Lake in the city of Mysore, India

Hebbal Lake is a lake in the city of Mysore, India.

==Flora and Fauna==
The lake is host to many migratory birds. Many bird watching points are located along the circumference of the lake, and there is a viewing point on an accessible small island. Fruiting plants like Azima Tetracantha, Cordia Dichotoma are on the banks. Flowering Flora like Cleome Viscosa, Ipomoea Cairica are found.

==Rejuvenation==
Hebbal lake was highly polluted by the inflow of industrial effluents, sewerage and refuse. A recovery project is underway to set up a sewage treatment plan and tackle the pollution problem.
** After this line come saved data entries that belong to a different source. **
PR #4297, opened 2026-03-11
Add desktop SegmentedControl input

### LINKED ISSUE #4175: Add SegmentedControl wrapper
Our current `ButtonGroupInput` has the following disadvantages:

- Active selection is unclear when there are only 2 values.
- When in a "disabled" state, active selection can be even more ambiguous.
- There is no good way to vary intents across buttons because adjoining borders are effectively collapsed, leading to buttons where 3 sides are styled one color and the 4th another.
- In cases where only a single Button is rendered within a ButtonGroup, one side will have square borders, and the other side's borders will be rounded. It could be considered an anti-pattern to render a ButtonGroup with a single Button, but it can happen in dynamic forms where options are constrained to a single value based on other inputs.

Sudha Murthy, Chairperson, Infosys Foundation and district administration signed a Memorandum of Understanding (MoU) for conserving the lake. The rejuvenation project, which is projected to last for 15 months, started in February 2021. Infosys foundation installed 6 Aerators in Hebbal Lake on 24 March 2021, following the death of Fishes.

=== Call for restoration of over flow area ===
The farmers were worried on the problems such as over-dampness of agricultural fields below the lake due to seepage of water and sewage water released to fields causing diseases to coconut trees and brought this matter to the district in-charge minister S. T. Somashekhar on 10 August 2021.